Even then, just like in orbits that involve celestial bodies, the orbits themselves will act upon other loops that are in close proximity, similar to how the gravity of planets or moons will affect other entities that are within their gravity well. Again, nothing ever happens in a vacuum and just like with planetary orbits, a rogue asteroid or other cataclysmic event can come in and disrupt your entire system.
Orientation touches every aspect because it’s how we interpret a situation based on culture, experience, new information, analysis, synthesis and even heritage. That’s one of the main proponents for including diversity in decision making systems, it adds more models and options to the decisions you can make that create a better chance over overall success when you act upon those decisions.
So that’s OODA loops (or orbits) at a high level, its just a system/framework that can be used to help us with tactical (and strategic) actions to enable a desired outcome (in this case, implementing a DevOps culture within our company). Obviously, it can be applied to other things in life as this model in particular is adapted from a decision-making framework for combat situations but as seen here can be adapted for other decision-making processes.
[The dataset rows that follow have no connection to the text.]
Issue #233, opened 2026-07-25
Web: IndexedDB storage backend is a stub — nothing persists across a reload


grunch:
## Summary

`rust/src/db/indexeddb.rs` is a compile-only stub. Every method either returns
`Err("IndexedDB not yet implemented")` or silently succeeds with a no-op, so on
the **web build nothing persists**: orders, trades, chat messages, relays, the
identity, the outbox queue, trade-key indices and the active Mostro node are all
lost on reload. The file says as much in its header ("Full implementation is
deferred to Phase 3").

This is not a regression — it has been true since the WASM target was added —
but it is worth tracking on its own, because new storage keys keep landing on
top of it and each one silently becomes native-only.

## Current behaviour, method by method

| Group | Web behaviour today |
|---|---|
| `save/get/delete/list_order`, `save/get/list_trade`, `save/list_message`, `mark_messages_read`, `save/delete/list_relay`, `save/get/delete_identity`, queued messages | return `Err("IndexedDB not yet implemented")` |
| `save/get/delete/clear_trade_key`, `get_order_id_by_trade_index`, `get_trade_by_order_id`, `update_trade_order_id`, `update_trade_fields` | no-op `Ok(())` / `Ok(None)` |
| `save/get_active_mostro_pubkey` | no-op + `log::warn!` — node selection does not survive a reload |
| `get/set/delete_setting` (added by the Cashu C1b PR) | no-op + `log::warn!` — the escrow-mode / mint-URL overrides do not survive a reload |

## Features deferred on top of this stub

Each of these works on native and is deliberately kept on a Dart-side store on
web until this issue lands:

- `backup_confirmed` (identity blob, #266) — the Dart notifier keeps
  SharedPreferences authoritative on web, because `save_identity` errors out
  here and `initDb` is `!kIsWeb`-guarded in `app_bootstrap.dart`. Tracked in #403.

The no-op variants are the dangerous ones: callers cannot distinguish "nothing
stored" from "storage does not work", so failures surface far from the cause
(e.g. a trade key that cannot be re-derived after a reload mid-protocol).

## Why it was left this way in C1b

The Cashu C1b PR adds a generic key/value accessor to the `Storage` trait
(`get_setting` / `set_setting` / `delete_setting`, backed by the existing
`settings` table on SQLite). Implementing it for real on IndexedDB while orders,
trades and messages still error out would leave the web build in an inconsistent
state — some data persisted, most not — so it follows the existing stub pattern
[...]

PR #234, opened 2026-07-25
feat(cashu): C1b — persist escrow-mode overrides and surface the backend in About

grunch:
Closes the **C1** phase of `docs/cashu/README.md`. C1a (#230) added the tri-state
detection and the `is_cashu_mode()` gate; this half adds persistence, the bridge
surface, and the About screen.

**Zero behaviour change on Lightning.** With no `escrow_mode` tag — every daemon
in the wild today — the resolution stays `Unknown`, every Cashu path stays shut,
and About renders exactly what it rendered before this PR.

## Rust

**Settings k/v store.** `Storage` gains `get_setting` / `set_setting` /
`delete_setting` over the `settings` table that already existed in the schema.
SQLite implements it for real, and the two named active-node accessors become
thin wrappers over it rather than a second copy of the SQL. IndexedDB follows
its existing stub contract (warn + no-op), so on web the overrides apply for the
session only — the whole IndexedDB backend is a stub, now tracked in #233.

**Resolution on read.** `mostro/escrow_mode.rs` previously cached the *resolved*
value. It now keeps what the node advertised and the developer overrides in
separate globals and runs `resolve()` on read. Two consequences worth the
change:

- flipping an override takes effect immediately instead of waiting for the next
  relay fetch, and there is no second copy of the answer that can go stale;
- a node switch clears the tags but keeps the overrides. Forcing Cashu is a
  statement about this build, not about a particular node.

Every mutator emits on a broadcast channel, so "changed" and "notified" cannot
drift apart.

**`api/escrow.rs`** (new): `get_escrow_mode`, `set_escrow_mode_override`,
`set_cashu_mint_url_override`, `rehydrate_escrow_overrides`, and an
`on_escrow_mode_changed` stream. Mint URLs must be `http(s)` with a host —
validated on write and *again* on rehydrate, so a stored value that no longer
passes tightened rules is dropped rather than silently used.
`EscrowModeInfo.mode` is a stable marker (`unknown` / `lightning` / `cashu`);
Rust does not translate.

The gate stays `is_cashu_available`, not `mode == "cashu"`: a node can advertise
Cashu and publish no usable mint, and that combination must not open anything.

## Dart

- `MostroInstance.fromTags` parses `escrow_mode` and the three `cashu_*` tags,
  tri-state and parameter-gated exactly like `BondPolicy` — a Lightning node
  carrying a stale `cashu_mint_url` never surfaces it as live.
- **About reports what the node advertises**, so the backends are mutually
  exclusive on screen: a Cashu node gets a "Cashu escrow" section (mint,
  locktime, settlement margin) *instead of* the Lightning Network section. A
  Cashu node that published no mint says "Not advertised" rather than rendering
  an empty section. The mint renders through the plain info row, not the
  copyable one, whose 20-character abbreviation would hide the host — the one
  part of a mint URL that matters.
- The client-side override never changes what About says. It is surfaced only in
  a `kDebugMode`-only settings card, which shows the effective resolution next
  to the toggle, so a tester is never fooled about which is which.
- `escrowModeProvider` / `isCashuAvailableProvider` expose the resolution that
  gates behaviour, for the phases stacked on top of this one.
- Strings translated in all five locales.

## Tests

**Rust** — k/v round-trip and key independence; override re-resolves without a
fetch; a node switch keeps the override; every mutator notifies subscribers; a
rejected mint URL leaves the previous value in place; forcing Cashu without a
mint does not open the gate.

**Dart** — tag parsing including gating, case/whitespace, unrecognised backends
and malformed day counts; widget tests asserting **no trace of Cashu** on a
Lightning or silent node (including one carrying stale cashu tags), and no
Lightning section on a Cashu one.

## Verification

```
cargo test                                  145 passed, 6 ignored
flutter test                                155 passed
```

`./scripts/frb-generate.sh` was run after the `rust/src/api/` change.

## Test plan

- [ ] Against any current daemon: About is identical to `main`, no Cashu strings
      anywhere, trades behave as before.
- [ ] Debug build → Settings → "Escrow backend (developer)": toggling "Force
      Cashu escrow" flips the effective mode instantly, with no relay round trip.
- [ ] Entering a garbage mint URL is rejected with a localized message and the
      previous value survives.
- [ ] Restart the app: the override and mint URL are still in force (native).
- [ ] Switch Mostro nodes: the override survives, the node's advertised tags do
      not.
- [ ] Release build: the developer card is absent.

Follow-ups: #233 (IndexedDB persistence on web). Next in the plan is the `cdk`
spike, before C2.

## Summary by CodeRabbit

- **New Features**
  - Updated the About screen to show the escrow backend as **Lightning** or **Cashu** (including mint URL, locktime, and settlement margin) and hide the non-matching section.
  - Added a **debug-only** settings card to preview the effective escrow backend, force **Cashu**, override the Cashu mint URL, and display availability/warnings (with “not advertised” messaging when applicable).
- **Documentation**
  - Updated Cashu escrow docs to clarify escrow-mode reporting and override persistence (persisted on desktop databases; session-only on web).
- **Localization / Tests**
  - Added Cashu escrow translations across supported languages and expanded UI/widget coverage to match the new rendering.

---

# Manual verification

Two things a reviewer needs to be sure of: **nothing changed for a Lightning
user**, and **the override does what it claims without leaking into About**.
No public daemon runs Cashu yet, so the Cashu-side rendering is covered by the
widget tests rather than by hand.

## Already run on this branch

```
cargo test                                  149 passed, 6 ignored
flutter test                                155 passed
```

## A · Lightning regression — the part that must not move

Run against the default node (`flutter run -d linux`, or your usual device).

1. **About screen** — open it and compare against `main`:
   - the **Lightning Network** section is present with the `lnd_*` values;
   - there is **no** "Cashu escrow" section and **no** row containing the word
     Cashu, a mint URL, a locktime or a settlement margin;
   - every other section (General info, Anti-abuse bond, Technical details) is
     byte-identical to `main`.
2. **Take and complete a trade** as you normally would. Nothing in this PR
   touches the order or trade flow; if anything behaves differently, that is a
   bug in this PR.
3. **Logs** (Settings → Log report) should show
   `[escrow-mode] active node advertises unknown` **at most once** per node,
   not once per reconnect.

## B · The developer card

The card is `kDebugMode`-only, so it only exists in a debug build.

4. **Debug build**: Settings → scroll to the bottom → **"Escrow backend
   (developer)"** is there, below "Mostro node".
5. **Release build**: `flutter build linux --release` (or your platform) and
   open Settings → the card is **absent**. This is the check that matters most
   — it is the one thing `flutter test` cannot verify, because `kDebugMode` is
   true under the test harness.

## C · The override behaves

In the debug build, on the developer card:

6. Toggle **Force Cashu escrow** on. "Effective backend" flips to **Cashu**
   *immediately* — no relay round trip, no app restart. This is the whole point
   of resolving on read.
7. With the toggle on and no mint set, the card shows the red
   "Cashu cannot run without a mint" line. That is the gate refusing to open,
   which is correct.
8. **Open About again.** It must still say Lightning and show the Lightning
   Network section. About reports what the *node* advertised; the override is a
   client-side statement and must never change it. If About flips, that is the
   regression this contract exists to prevent.
9. Type `not a url` in **Mint URL override** and apply → a localized error, and
   the previous value is still in the field.
10. Type `http://localhost:3338` and apply → accepted, and "Effective mint"
    updates.
11. **Kill the app and relaunch** → both the toggle and the mint URL are still
    set. (Native only; on web they last the session — #233.)
12. Switch to a different Mostro node in Settings → the override **survives**
    (it is a statement about this build, not about a node), while the node's own
    advertised mode is re-fetched.
13. Turn the toggle off → "Effective backend" returns to what the node says.

## What is not covered by hand

The Cashu-mode About rendering — the "Cashu escrow" section replacing the
Lightning one — has no daemon to produce it yet. It is covered by
`test/features/about/screens/about_screen_test.dart`, which asserts both
directions: no Cashu string on a Lightning or silent node, and no Lightning
section on a Cashu one.


grunch:
## Review — C1b (strict pass)

> **Note:** GitHub does not allow *Request changes* on your own PR, so this is posted as a comment. Treat it as **🔴 Request changes** — one finding is a real Flutter anti-pattern in a screen that writes persisted state, and one is a concurrency bug that will bite the moment two overrides are written close together.

**Scope reviewed:** `rust/src/db/{mod,sqlite,indexeddb}.rs`, `rust/src/mostro/escrow_mode.rs`, `rust/src/api/escrow.rs`, `rust/src/api/types.rs`, `lib/features/about/**`, `lib/features/settings/**`, l10n ×5.

---

### 🔴 Major

**1. Read-modify-write race on the overrides** — `rust/src/api/escrow.rs`

Both setters do the same thing:

```rust
escrow_mode::set_overrides(EscrowOverrides {
    mode,
    ..escrow_mode::get_overrides()   // ← read
});                                   // ← write
```

`get_overrides()` releases its lock before `set_overrides()` takes the write lock. Two concurrent calls — the dev card can produce exactly this by toggling the switch while the mint-URL field is submitted — interleave as read/read/write/write and the second write silently discards the first. The persisted value and the in-memory value then disagree until the next rehydrate.

Fix: give `escrow_mode` a `update_overrides(impl FnOnce(&mut EscrowOverrides))` that mutates under a single write lock, and have both setters go through it. The persist call should stay outside the lock.

**2. `TextEditingController` mutated during `build()`** — `lib/features/settings/widgets/escrow_mode_dev_card.dart`

```dart
final info = ref.watch(escrowModeProvider).valueOrNull;
if (info != null) {
  _syncMintField(info.mintUrlOverride);   // assigns _mintController.text
}
```

Assigning `.text` notifies listeners, which marks the `TextField` dirty *during* the build that is currently laying it out. It happens to work today, but it is the standard cause of "setState() or markNeedsBuild() called during build" once anything else in the subtree listens to the controller — and it will also stomp on the user's in-progress typing whenever an unrelated escrow event fires (a node switch, a capability re-fetch), because the guard only compares against the last *stored* value.

Fix: move it to a listener —

```dart
ref.listen(escrowModeProvider, (_, next) {
  final stored = next.valueOrNull?.mintUrlOverride;
  if (stored != _syncedMintOverride) { ... }
});
```

---

### 🟡 Minor

**3. `is_overridden` conflates "forced" with "genuinely Cashu"** — `escrow_mode.rs`, `resolve()`

`is_overridden` is `true` whenever the override is `ForceCashu`, even when the node independently advertises Cashu. The dev card then labels a perfectly genuine Cashu node as forced, which is precisely the confusion the flag exists to prevent. Consider `overridden && from_tags != EscrowMode::Cashu`.

**4. The broadcast payload is computed and thrown away** — `escrow_mode.rs` / `api/escrow.rs`

`notify()` builds a full `ResolvedEscrowMode` on every event, and `EscrowModeStream::next()` discards it (`Ok(_) => Ok(snapshot())`). The rebuild is deliberate and well-argued in the comment, but then the channel should be `broadcast::Sender<()>` — as written, every notification does the resolution work twice.

**5. `clear()` now emits on every failed capability fetch** — `api/nostr.rs`

`clear()` notifies, and it is called on both the `Ok(None)` and `Err` arms of `fetch_and_set_node_capabilities`. On a flaky relay this produces a stream of identical "still unknown" events. Harmless today (the UI is idempotent), but worth suppressing when the state did not actually change.

---

### 🔵 Nit

**6. Inconsistent stubs** — `rust/src/db/indexeddb.rs`: `set_setting` warns, `delete_setting` returns `Ok(())` silently. Both are no-ops; either both should warn or the comment should say why removal is different.

---

### ✅ What is right

- The move from caching the *resolved* value to resolving on read is the correct call, and the reasoning in the doc comment (no second copy that can go stale) is the right one to record.
- Keeping the override across a node switch while clearing the tags is subtle and correctly justified.
- The About decision — report what the node advertises, never what the override forces — is the honest one, and the widget tests actually assert the absence of every Cashu string rather than just the presence of the right ones.
- `EscrowModeOverride::from_stored` failing closed on garbage is the right default for a flag that unlocks a money path.

### Test gaps

- Nothing covers the persistence path end to end (`rehydrate_escrow_overrides` after a real `set_*`), only the pieces.
- No test asserts the dev card is absent from a release build. `kDebugMode` is `true` under `flutter test`, so this is untestable as written — worth a comment saying so, rather than leaving the reader to assume it is covered.

codaMW (dismissed):
Reviewed C1b independently, full pass over `escrow_mode.rs`, `api/escrow.rs`,
`db/*`, the About rendering, and the dev card, on top of your strict round and
the CodeRabbit rounds. Approving.

**Both Majors verified fixed:**
- Override race, both setters now go through `update_overrides(impl FnOnce)`
  under a single write lock; no read-then-write window.
- Controller-during-build  `_syncMintField` moved out of `build()` into
  `ref.listen`.

**Money-path safety (the part that must not move), fail-safe by construction:**
- No `escrow_mode` tag -> `Unknown` -> About keeps the Lightning section it always
  showed.
- The gate is `is_cashu_usable` (mode Cashu **and** a non-empty mint), not
  `mode == cashu` a Cashu node with no usable mint opens nothing.
- About branches on `node.escrowMode` (node-advertised), never the client
  override; the widget test asserts the *absence* of every Cashu string on a
  legacy/silent node, not just the presence of the right ones.
- `validate_mint_url` requires http(s)+host on write and drops non-conforming
  stored values on rehydrate fails closed.
- The `Err`/`Ok(None)` fetch arms both `clear()` to fail closed on an unreachable
  node, with PoW deliberately left alone the reasoning in those comments is
  the right call.

**Your earlier minors all confirmed addressed:** #3 (is_overridden no longer
conflates forced with genuinely-Cashu), #4 (broadcast is now `Sender<()>`), #5
(`clear()` only notifies when the cached state actually changed), #6 (both
IndexedDB stubs warn).

**One heads-up (non-blocking):** the 3 `escrow_mode_dev_card_test` cases fail on
my local Flutter 3.44 with a `ListTile background color or ink splashes may be
invisible` assertion the `ListTile` is inside a `DecoratedBox` with a bg color.
CI passes them on the pinned 3.38.2, so it's a version-strictness gap today, but
that pattern will start failing once `FLUTTER_VERSION` is bumped. Wrapping that
`ListTile` in its own `Material` (or dropping the intermediate `DecoratedBox`
background) now would future-proof it. Flagging so it isn't a surprise later.

`cargo test` 149 passed / clippy `-D warnings` clean / `cargo check
--target wasm32-unknown-unknown` clean / `flutter analyze` clean. The
resolve-on-read design and the honest About contract (report what the node
advertises, never what the override forces) are the right calls.

AndreaDiazCorreia (dismissed):
tACK

BraCR10 (dismissed):
tACK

There are a couple points that really need to be emphasized about why this system works:
- Having the right metrics in place in order to gather meaningful data that can be translated into information.
- Having diverse mental models that will allow us to choose the best fit for the data that you’ve gathered to turn that information into knowledge.
- You must be constantly adapting to evolving situations.
DevOps is a process that involved people, process and tools. Because we inherently have a certain amount of uncertainty in that system, balancing the equation is going to be a juggling act that requires us to constantly review the system and make adjustments as we gain additional knowledge and see the outcomes of our actions.
We can plan our journey at the beginning and set ourselves up for success. But we also can’t be afraid to throw out that plan as the situation changes and adapt to new data.
“Everybody has a plan until they get punched in the mouth”
It’s how you react to adversity that defines you, not the adversity itself.